風が、再びざわめき始めた。それは、優しさではなかった。怒れる風、悲しみに濡れた旋律が、空を裂く。
漆黒の異形が、口の端を吊り上げた。
その手に握られたコトラが、ぐらりと揺れる。まるで、これから始まる惨劇を告げる鐘のように。
しかし、その始まりは、訪れなかった。
「《風詠みの旋律・第二楽章……烈風ノ断罪》」
リュカのリュートが、空を裂くように鳴り響いた。
その音は風を呼び、風は怒りをおび唸りを上げ、空が割れ、雷鳴のような音が森を揺らした。
「……南無三ッ!!」
バルドが咆哮とともに、慈悲乃鉄槌を振りかぶる。
その一撃は、風の奔流をまとい、まるで天から下された審判の鉄槌。風と音と怒りが一つになり、地を砕き、空を裂いた。

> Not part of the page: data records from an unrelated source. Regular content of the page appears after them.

PR #66, opened 2015-06-16
[WIP] A rusty makeover.

nasa42:
Design inspired and stolen from blog.rust-lang.org and rust-lang.org.
Currently in draft status. Few issues still need to be resolved like handheld device compatibility, subscription form submission etc. Submitting the PR for early-stage feedback.
This change also introduces one new dependency - https://github.com/miracle2k/webassets (which in turn requires that `sass` is present in `PATH`).

### DIFF
--- a/themes/rusted/templates/article.html
+++ b/themes/rusted/templates/article.html
@@ -1,0 +1,37 @@
+{% extends "base.html" %}
+
+{% block title %}
+{{ article.title }} {%if article.subtitle %} - {{ article.subtitle }} {% endif %} Â· {{ super() }}
+{% endblock title %}
+
+{% block head_description %}
+{% if article.summary %}
+{{ article.summary|striptags }}
+{% endif %}
+{% endblock head_description %}
+
+{% block meta_tags_in_head %}
+{% if article.tags or article.category or article.keywords %}
+<meta name="keywords" content="{{ [article.tags|join(', '), article.category, article.keywords]|join(', ') }}" />
+{% endif %}
+{% endblock meta_tags_in_head %}
+
+{% block content %}
+
+<div class="row text-center">
+  <h3> Like what you see? Subscribe! </h3>
+</div>
+
+{% include "_subscribe-form.html" %}
+
+<div class="post">
+  <header class="post-header">
+    {% include "_post-title.html" %}
+  </header>
+
+  <article class="post-content">
+    {{ article.content }}
+  </article>
+
+</div>
+{% endblock content %}
--- a/themes/rusted/templates/index.html
+++ b/themes/rusted/templates/index.html
@@ -1,0 +1,31 @@
+{% extends "base.html" %}
+
+{% block content %}
+<div class="row">
+  <div class="col-md-12 text-center">
+    <h1 class="pitch">Handpicked Rust updates, <br /> delivered to your inbox.</h1>
+    <p class="subtext">Stay up to date with events, learning resources, and recent developments in Rust community.</p>
+  </div>
+</div>
+{% include "_subscribe-form.html" %}
+<div class="row">
+  <div class="col-md-12">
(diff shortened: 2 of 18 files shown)


nasa42:
Might require some copy editing.

twir-homepage
twir-post
twir-archives

brson:
Design-wise this looks great to me! @cmr what do you think?

themes/rusted/templates/index.html
```diff
@@ -0,0 +1,31 @@
+{% extends "base.html" %}
+
+{% block content %}
+<div class="row">
+  <div class="col-md-12 text-center">
+    <h1 class="pitch">Handpicked Rust updates, <br /> delivered to your inbox.</h1>
+    <p class="subtext">Stay up to date with events, learning resources, and recent developments in Rust community.</p>
```
cmr: "in *the* Rust community"

cmr:
I like the new look too!

cmr:
We'll need a privacy policy before we roll this out.

themes/rusted/templates/index.html
nasa42: It's a bit more complicated than that. If I add four more characters ("the "), it will fall to a second line, so we'll either need to reduce the font or maybe remove "recent ". Or, we can add some more text and make the font larger so that both lines are reasonably wide (and get rid of the `h1` line).
Maybe we can also throw in "... curated by humans ..." somewhere there to add to the length if needed. :-)
/cc @brson

nasa42:
Added a privacy policy.

cmr:
Thanks @nasa42. I'd like to refine it a bit.

nasa42:
@cmr Nope, I do not have any "legal" experience of this sort. If you can get a review from Mozilla's legal department, that would be great!

liquidmetal:
I didn't notice this pull request - I put in a fix for some more responsiveness on the current theme. This new theme looks pretty to me too!

nasa42:
@cmr updated privacy policy changes in https://github.com/cmr/this-week-in-rust/commit/56bf7617b33ab6c202843175b80b7b1a4c49b627

brson:
Where does the privacy policy come from? It seems like *way* overkill for this tiny little website that doesn't collect any sort of data at all.

cmr:
@brson mailchimp requires one to use their service, and the server log does collect data (however miniscule that may be, it counts under EU law (ugh))

nasa42:
@brson as noted in the Git commit, it's a modified version of the privacy-policy found on various Curated (curated.co) operated websites. Here is once such example - http://charged.curated.co/privacy/

cmr:
@brson I think this is good to go if you do.

brson:
Thanks @nasa42! Let's deploy with the next issue.

nasa42:
@brson @cmr please don't use this theme yet - subscription forms don't work atm. I'm still working on a newsletter layout (I'm trying to use [ink](http://zurb.com/ink/), but it uses a `table` based layout and still figuring out how to ask Markdown to emit `tr` and `td`s instead of `p`, `article`, and `section`s.)
I hope to have this theme ready for next week's issue.

cmr:
@nasa42 mind if we just edit out the subscription form? I like the way it looks. Up to you.

nasa42:
@cmr let's just wait till one more issue. :-) Also need to fix a few issues when rendering on mobile devices (last time I checked, button overlapped input field when screen is too small).
Will be ready by next Monday. :-)

themes/rusted/templates/article.html
```diff
@@ -0,0 +1,37 @@
+{% extends "base.html" %}
+
+{% block title %}
+{{ article.title }} {%if article.subtitle %} - {{ article.subtitle }} {% endif %} Â· {{ super() }}
```
mbudde: I think the `Â` should be deleted here.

異形のコボルトが何かを叫ぶよりも早く、その巨体は、風に押し上げられ、バルドの一撃を真正面から受けた。
「……応報、受けよや!!」
慈悲乃鉄槌が振り下ろされる。
地が爆ぜ、空気が震え、風が爆風となって吹き荒れ、次の瞬間、漆黒の巨体は、音もなく崩れ落ちた。
その腕から解き放たれたコトラが、宙を舞う。
小さな身体が、空中でくるりと回転しながら落下していく。
「……風よ、導け!」
リュカがリュートを鳴らし、風をまとって跳ね上がる。その身はまるで風そのものとなり、軽やかに宙を駆け、コトラの身体をふわりと抱きとめた。
「よく頑張ったな、コトラ……もう大丈夫だ」
その声に、コトラのまぶたがほんの僅かに震えた。
そして、もう片腕から投げ出されたフワリとニャルが、無防備に落下していく。
「……おお、慈悲よ」
バルドが静かに呟き、慈悲乃鉄槌を地に突き立てた。その巨体が音もなく跳躍し、両腕を広げる。
「おう……よう戻って来たな。おう、よう頑張った」
その腕に、ふわりと収まる二つの小さな身体。
バルドはそっと膝をつき、まるで壊れ物を扱うように、二人を胸元に抱き寄せた。
異形のボスは、もはや原形を留めていなかった。風に刻まれ、鉄槌に砕かれ、ただ黒い霧となって消え去っていた。
「……終わった、か」
リュカがリュートを下ろし、深く息を吐く。
「拙僧の魂も、少しは洗われた気がいたす」
バルドが静かに目を閉じ、抱きしめた二人の額にそっと手を添えた。
風が、ようやく穏やかに吹き抜ける。
その風は、確かに語っていた。怒りと悲しみの果てに、正義が振るわれたことを。
風が止んだ。
空気が静まり返り、森のざわめきすら遠のいていく。
リュカ、バルド、カゲトラの三人は、互いに視線を交わした。
戦場に満ちていた異形の気配は、もはやどこにも感じられない。
風の流れが変わった。それは、熟練の冒険者たちにとって、何よりも確かな終わりの合図だった。
「……敵勢、壊滅でござるな」
カゲトラが静かに呟く。
しかし、そこに安堵の色はなかった。むしろ、三人の胸を満たしたのは、別の感情。
「……これは、ひどい……」
リュカが、コトラを抱いたまま、里の方角を見やる。
そこに広がっていたのは、かつての穏やかな暮らしの面影を失った、瓦礫と炎の残骸だった。
小さな家々は焼け落ち、地面には無数の爪痕と血の跡。風に乗って漂ってくるのは、焦げた木材と、鉄の匂い。
「……まるで、戦場そのものだ」
バルドが低く呟き、腕の中の猫獣人の少女たちに目を落とす。
フワリとニャルは、いまだ目を覚まさない。
その額には血がにじみ、呼吸は浅く、かすかに震えるだけ。リュカの腕の中のコトラも、意識は戻らず、か細い息を繰り返している。
「……間に合った、のか……?」
リュカの声は、風にかき消されそうなほど小さかった。
誰も答えられなかった。
ただ、三人はその場に立ち尽くし、目の前の現実に、静かに息を呑んだ。